UCLA Engineering’s CEED Awarded $25,000 for Student Participation in the Intel Innovation Challenge

Jun 9, 2009

By UCLA Samueli Newsroom

Intel awarded UCLA Engineering’s Center for Excellence in Engineering and Diversity (CEED) $25,000 for its students’ impressive accomplishment of the Intel Innovation Challenge last month. The project asked the undergraduate team to utilize computer technology to develop creative solutions that could mitigate losses from catastrophic natural disasters.

The team, named the Bruin Disaster Coalition, presented the results of their project on May 15 at Intel’s headquarters in Santa Clara, Calif.

“With the Intel Innovation Challenge, Intel gave the CEED students an ambiguous problem to solve regarding natural disaster relief.” said Dani Napier Harrison, a recruiter for Intel. “They developed a solution and presented to Intel researchers, working on this very problem. The students did an exceptional job of organizing their team, engaging in thorough research and presenting novel computing and information technology solutions to disaster relief.”

Over the course of the months-long project, the team from the UCLA Henry Samueli School of Engineering and Applied Science developed several technical solutions to problems commonly experienced during natural disasters.

The potential disasters they tackled included those that can be tracked a few days ahead of time, such as a hurricane or snowstorm, as well as those where the detection time of the event is very minimal, such as an earthquake or tsunami.
One problem was how to get emergency messages to the general public beyond traditional ways, such as via television and radio broadcasts, in a quick and effective manner.

The team proposed converting existing technologies such as digital billboards and mass text messaging into an alert system. The team also proposed incorporating advanced emergency alarm systems into a smoke detector platform, as these devices are common in households.
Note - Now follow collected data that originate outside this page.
PR #3144, opened 2023-02-10
fix:   maximum hook update

mortada-codes:
This PR...

## Changes

-

## Fixes

-

## How to test it

-

## Screenshots

-

## Checklist

- [ ] tested locally
- [ ] added new dependencies
- [ ] updated the docs
- [ ] added a test


devcatalin:
I've made some changes thinking that this might fix the FormEditor but it looks like the Form is still infintely re-rendering for some reason. We'll have to test it more.

mortada-codes:
> I've made some changes thinking that this might fix the FormEditor but it looks like the Form is still infintely re-rendering for some reason. We'll have to test it more.

working on it

src/components/molecules/FormEditor/FormEditor.tsx
```diff
@@ -92,30 +82,7 @@ const FormEditor: React.FC<IProps> = props => {
...
-      const fileContent = fs.readFileSync(absoluteFilePath, 'utf8');
-      const content = mergeManifests(fileContent, formString);
-      return content.trim() !== fileContent.trim();
-    }
-
-    return false;
-  }, [fileMap, formData, selectedFilePath, selectedResource?.text]);
-
-  useWhatChanged([fileMap, selectedFilePath, selectedResource, formData, changed]);
+  useWhatChanged([fileMap, selectedFilePath, selectedResource, formData]);
```
devcatalin, line 85: Let's remove this now since it was only used for debugging!

devcatalin (changes requested):

src/redux/thunks/saveResourceChanges.ts
```diff
@@ -0,0 +1,42 @@
...
+
+import {setAutosavingError, setAutosavingStatus} from '@redux/reducers/main';
+import {selectedFilePathSelector} from '@redux/selectors';
+import {getAbsoluteFilePath} from '@redux/services/fileEntry';
+import {mergeManifests} from '@redux/services/manifest-utils';
+
+import {AppDispatch} from '@shared/models/appDispatch';
+import {RootState} from '@shared/models/rootState';
+
+export const saveResourceChanges = createAsyncThunk<void, string, {dispatch: AppDispatch; state: RootState}>(
```
devcatalin, line 14: Let's rename this to `saveFormEditorResource` so we don't confuse it with something else

src/redux/thunks/readResourceFile.ts
```diff
@@ -0,0 +1,24 @@
...
+
+import fs from 'fs/promises';
+import log from 'loglevel';
+
+import {getAbsoluteFilePath} from '@redux/services/fileEntry';
+
+import {AppDispatch} from '@shared/models/appDispatch';
+import {RootState} from '@shared/models/rootState';
+
+export const readResourceFile = createAsyncThunk<string | undefined, string, {dispatch: AppDispatch; state: RootState}>(
```
devcatalin, line 11: We can rename this to `readFileThunk` since it only reads a file

devcatalin (changes requested):

devcatalin (approved):

PR #3171, opened 2023-02-12
feat: add BackToProjects button to quick cluster preview

erdkse:
This PR...

## Changes

-

## Fixes

-

## How to test it

-

## Screenshots

-

## Checklist

- [ ] tested locally
- [ ] added new dependencies
- [ ] updated the docs
- [ ] added a test


topliceanurazvan (changes requested):
Looks good, the only thing here is that if we have an active project and we go for `Quick cluster preview`, we should still show the same header from the Editor UI, not the back to projects page. Also we should still see all the left menu options ( they should be hidden only if we don't have an active project currently )

topliceanurazvan (approved):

The students also suggested utilizing technology such as mobile ad hoc networks and smart sensors that would speed up disaster-area communications and help mitigate post-disaster hazards, such as fires from downed electrical systems.
“Presenting our ideas to a group of experts was intimidating, but the praise that we received from the audience gave us a great sense of accomplishment,” said Eric Padilla, a senior materials engineering major and the leader of the project. “It was very rewarding to know that the professionals listening to us valued our work and treated us not as students, but as fellow engineers.”

“The relationship with CEED has been very rewarding for Intel,” said Harrison “Not only have we been able to support these students in their community outreach, we’ve also hired some very bright interns and fulltime employees. Personally, I have really enjoyed getting to know them all, administration and students.”

The Bruin Disaster Coalition team members included UCLA Engineering students: Eric Padilla, Erick Romero, Guillermo Flores-Beltran, Christina Gillus, Ray Avalos, Hugo Castrejon, Bryan Chaidez, Ashley Tiapon, Anthony Gallegos, Magdeleno Nuñez and Olaleke Owolabi. The team’s mentor from Intel was Joseph G. Rascon, a product development engineer with the company.

Team members included students who are also members of the American Indian Science and Engineer Society (AISES); the National Society of Black Engineers (NSBE); and the Society of Latino Engineers and Scientists (SOLES).

Intel, the world leader in silicon innovation, develops technologies, products and initiatives to continually advance how people work and live.

The UCLA Center for Excellence in Engineering and Diversity (CEED) is committed to the development, recruitment, retention, and graduation of underrepresented engineering and computing students. The CEED Mission is to work with a community of partners to ensure equity and parity in the K-20 pathways that lead to engineering and computing degrees. CEED’s undergraduate retention approach offers numerous programs and services focused on the personal, academic, and career development of economically disadvantaged and underrepresented engineering and computing students at UCLA.